At least I don’t have to worry about her screaming or drawing attention to us. But it breaks my heart to think about what Charlie must have gone through in her life. No child should look this comfortable in a body bag.

I zip her inside, leaving a small space for air to get through. I can’t let her suffocate. Then I maneuver her through the construction area and wheel her out the other side of the hospital. I may have to have Snake scrub this footage later, but that’s a future problem. Right now, my only concern is getting Charlie down to the morgue and into the waiting van.

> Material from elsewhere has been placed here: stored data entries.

PR #880, opened 2026-05-04
fix(assistant): clamp _max_response_length to minimum of 3 (closes #826)

### LINKED ISSUE #826: [assistant] Potential crash or unexpected behavior when _max_response_length < 3
## What happened
In `handler.py`, the code at lines 437-438, 450-451, and 466-467 uses:
```python
if len(reply_text) > self._max_response_length:
    reply_text = reply_text[: self._max_response_length - 3] + "..."
```

If `self._max_response_length` is less than 3, this produces unexpected behavior:
- If `_max_response_length = 2`: `reply_text[:-1] + "..."` could still produce a string longer than 2 characters
- If `_max_response_length = 1`: `reply_text[:-2] + "..."` would be "" + "..." = "..." (3 chars > 1)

Meredith will do everything she can to protect Charlie. I know she’ll do whatever she can to get to that back door in time. I take a steadying breath as I hit the button for the elevator and pray no one decides to get in with me. The last thing I need is for Charlie to panic inside the bag, or for someone to recognize me and raise questions.

Thankfully, I pass no one I know on the way to the morgue. When I reach the loading dock, Meredith is waiting. I see her fingers drumming on the steering wheel. I chuckle. Maybe I should have saved my “Don’t panic” pep talk for her. I knock on the back of the van to let her know I’m there. I open the back, carefully placing Charlie inside.

I go around to the front of the van and climb in, giving Meredith the instructions to get to the clubhouse. Once we’re clear of the hospital, I have her stop so I can go into the back and let Charlie out of the bag. Again I’m struck by how serene she looks as I open the bag, as if this is where she’s comfortable. I shudder at the notion.

She sits up and stretches, yawning lazily.

“Are we almost there?” she asks in a bored tone. “I need to use the bathroom.”

I laugh and assure her it won’t be long. Unfortunately, I don’t anticipate the snag in the plan. When we pull into the long driveway of the clubhouse, Seer comes out to meet me, looking tense. I’d texted him on the way to let him know we were coming, but he hadn’t responded. Based on the look on his face, I imagine it’s because he wants to chew me out in person.

I hop out of the van and tell Meredith to wait. I notice she stares up at the plantation home in amazement and apprehension. I close the door and walk over to Seer, who shakes my hand but looks angry.